Rare: hypersensitivity reaction, anaphylactic reaction (including anaphylactic shock), anaphylactoid reaction.
Pathologies of the nervous system.
Common: headache, dizziness; uncommon: somnolence; rare: loss of consciousness, stupor, decreased level of consciousness, hypertonia, coordination disturbances.
Eye disorders.
Rare: miosis.
Gastrointestinal diseases.
Common: constipation, nausea, flatulence; uncommon: abdominal pain, abdominal discomfort, dry mouth, pain in the upper abdomen, vomiting, dyspepsia; rare: ileus (including paralytic ileus), megacolon (including toxic megacolon), glossodynia, abdominal distension.
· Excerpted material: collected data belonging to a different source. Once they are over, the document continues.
PR #104, opened 2015-03-01
implement iSNV step 2 (merge to VCF)

### LINKED ISSUE #89: iSNV all-sample merge step (step 2)
Each set of iSNV calls starts off separate for each sample. They are in their own coordinate spaces (having been called against their own consensus sequences) and have their own relative definition of "reference" and "alternate" alleles. We'd like to merge this all to a single master table, using consistent coordinates and alleles, and a standard file format (e.g. VCF). Make a new command in intrahost.py (perhaps called something like "merge_to_vcf").

- input:

 - a bunch of marked up text files per sample with iSNV calls, the output of the command described in #88.

 - each individual sample's consensus assembly (fasta) that describes their reference alleles and coordinate space.

 - a master reference assembly (fasta) that describes our target coordinate space and reference alleles for the output file.

- output: a single VCF file

Steps:

1. For each sample:

 a. Align individual assembly to master reference with MUSCLE. Create custom code that reads that alignment and is able to generally map arbitrary coordinates (chr name, position) between the two coordinate spaces at will.

 b. Map all iSNV calls to target coordinate space. Change the position of deletions off-by-one to match the VCF conventions of how to talk about deletions.

 c. Flip alleles (ref & alt) if necessary to match the target reference genome.

2. Across all samples:

 a. Sort and group all data per genomic position. The VCF format describes one row per position in the genome. This requires us to merge together data from all files into a single output row since our input describes each sample separately. But more than that, V-Phaser often describes a single position multiple times for a single sample, if multiple types of variants (SNPs, insertions, deletions) are seen at the same place. In this step, we must merge all variants together across all samples, and pad out their allele lengths with extra genome sequence if necessary.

Pathology of the skin and subcutaneous tissue.
Uncommon: rash; rare: bullous rash (including Stevens-Johnson syndrome, toxic epidermal necrolysis and erythema multiforme), angioedema, urticaria, pruritus.
Renal and urinary disorders.
Rare: urinary retention.
General disorders and administration site conditions.
Rare: fatigue.
For ADRs reported in clinical trials for which frequency is not presented, the term has not been observed, nor is it considered an ADR for this indication.
Children: The safety of Loperamide HCl was evaluated in 607 patients aged 10 days to 13 years, who participated in 13 controlled and uncontrolled clinical trials with Loper amide HCl used for the treatment of acute diarrhea.
In general, the profile of ADRs in this patient population was similar to that observed in clinical trials with Loperamide HCl used in adults and children aged 12 years and over.
The reporting of suspected adverse reactions that occur after the authorization of the drug is important, as it allows continuous monitoring of the benefit / risk ratio of the drug.

PREGNANCY AND BREASTFEEDING:
The administration of the product during pregnancy is not recommended.
Pregnant or lactating women should therefore consult their doctor for appropriate treatment.